═════ DATASET EXTRACT

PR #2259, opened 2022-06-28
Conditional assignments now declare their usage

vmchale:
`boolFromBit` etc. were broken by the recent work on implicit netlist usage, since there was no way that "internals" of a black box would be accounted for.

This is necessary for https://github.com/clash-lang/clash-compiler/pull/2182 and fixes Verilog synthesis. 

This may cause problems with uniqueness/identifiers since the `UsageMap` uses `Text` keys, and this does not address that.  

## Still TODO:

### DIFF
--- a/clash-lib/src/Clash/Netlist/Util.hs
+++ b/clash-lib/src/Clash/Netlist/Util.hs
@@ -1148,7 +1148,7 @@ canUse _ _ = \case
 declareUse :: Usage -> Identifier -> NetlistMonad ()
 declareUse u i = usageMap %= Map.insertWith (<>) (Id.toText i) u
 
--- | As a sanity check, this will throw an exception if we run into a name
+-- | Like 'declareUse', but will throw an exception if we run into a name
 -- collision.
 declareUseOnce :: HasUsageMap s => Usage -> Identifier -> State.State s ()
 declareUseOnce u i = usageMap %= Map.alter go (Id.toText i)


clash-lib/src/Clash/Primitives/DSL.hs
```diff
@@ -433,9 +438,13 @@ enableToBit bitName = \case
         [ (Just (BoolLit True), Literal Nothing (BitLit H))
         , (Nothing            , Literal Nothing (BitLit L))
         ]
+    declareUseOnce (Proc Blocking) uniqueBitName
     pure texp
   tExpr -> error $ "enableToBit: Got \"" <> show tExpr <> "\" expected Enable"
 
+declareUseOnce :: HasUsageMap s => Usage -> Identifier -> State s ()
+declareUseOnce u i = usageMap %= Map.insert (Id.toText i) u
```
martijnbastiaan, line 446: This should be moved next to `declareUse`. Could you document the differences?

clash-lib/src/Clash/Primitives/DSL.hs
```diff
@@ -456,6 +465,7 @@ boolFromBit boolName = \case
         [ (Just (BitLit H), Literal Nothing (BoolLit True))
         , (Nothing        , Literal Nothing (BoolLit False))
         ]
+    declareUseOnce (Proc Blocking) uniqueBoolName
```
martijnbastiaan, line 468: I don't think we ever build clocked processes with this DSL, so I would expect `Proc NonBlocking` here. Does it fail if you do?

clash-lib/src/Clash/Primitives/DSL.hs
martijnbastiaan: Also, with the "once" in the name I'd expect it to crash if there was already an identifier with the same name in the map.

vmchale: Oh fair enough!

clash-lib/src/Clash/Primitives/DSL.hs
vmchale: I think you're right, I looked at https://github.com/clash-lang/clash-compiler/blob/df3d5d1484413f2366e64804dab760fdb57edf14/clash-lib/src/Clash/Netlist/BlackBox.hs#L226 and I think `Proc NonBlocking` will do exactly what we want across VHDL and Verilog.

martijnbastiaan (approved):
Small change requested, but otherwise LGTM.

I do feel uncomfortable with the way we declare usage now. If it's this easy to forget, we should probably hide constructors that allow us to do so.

══════════
═════ DATASET EXTRACT

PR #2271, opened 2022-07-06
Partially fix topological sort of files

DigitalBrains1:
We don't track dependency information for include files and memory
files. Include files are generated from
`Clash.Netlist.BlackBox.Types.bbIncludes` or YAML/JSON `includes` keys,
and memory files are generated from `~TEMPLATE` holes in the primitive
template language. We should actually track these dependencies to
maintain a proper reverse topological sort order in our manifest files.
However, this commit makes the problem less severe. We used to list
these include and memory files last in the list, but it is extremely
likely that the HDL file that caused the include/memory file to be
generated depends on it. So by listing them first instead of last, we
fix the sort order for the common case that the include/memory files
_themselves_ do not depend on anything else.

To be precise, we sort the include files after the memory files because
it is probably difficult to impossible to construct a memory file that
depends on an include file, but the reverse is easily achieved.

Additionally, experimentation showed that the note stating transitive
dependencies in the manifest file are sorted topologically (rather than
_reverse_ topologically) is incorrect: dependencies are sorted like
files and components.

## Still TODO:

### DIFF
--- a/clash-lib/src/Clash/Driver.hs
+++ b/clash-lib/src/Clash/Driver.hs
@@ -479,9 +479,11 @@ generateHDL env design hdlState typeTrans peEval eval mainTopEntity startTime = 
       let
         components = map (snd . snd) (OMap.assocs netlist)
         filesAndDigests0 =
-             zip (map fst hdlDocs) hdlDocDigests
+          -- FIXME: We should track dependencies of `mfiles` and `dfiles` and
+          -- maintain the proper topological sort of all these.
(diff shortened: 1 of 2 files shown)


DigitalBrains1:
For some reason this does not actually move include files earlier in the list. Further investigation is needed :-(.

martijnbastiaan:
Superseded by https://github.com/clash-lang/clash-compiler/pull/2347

══════════

ASSIGNMENT. Only one stretch of the entries above is wanted: the lines from the one containing "PR #2259, opened 2022-06-28" through the one containing "be accounted for.". Please reproduce it exactly.

RESULT FOR THIS TASK.
PR #2259, opened 2022-06-28
Conditional assignments now declare their usage

vmchale:
`boolFromBit` etc. were broken by the recent work on implicit netlist usage, since there was no way that "internals" of a black box would be accounted for.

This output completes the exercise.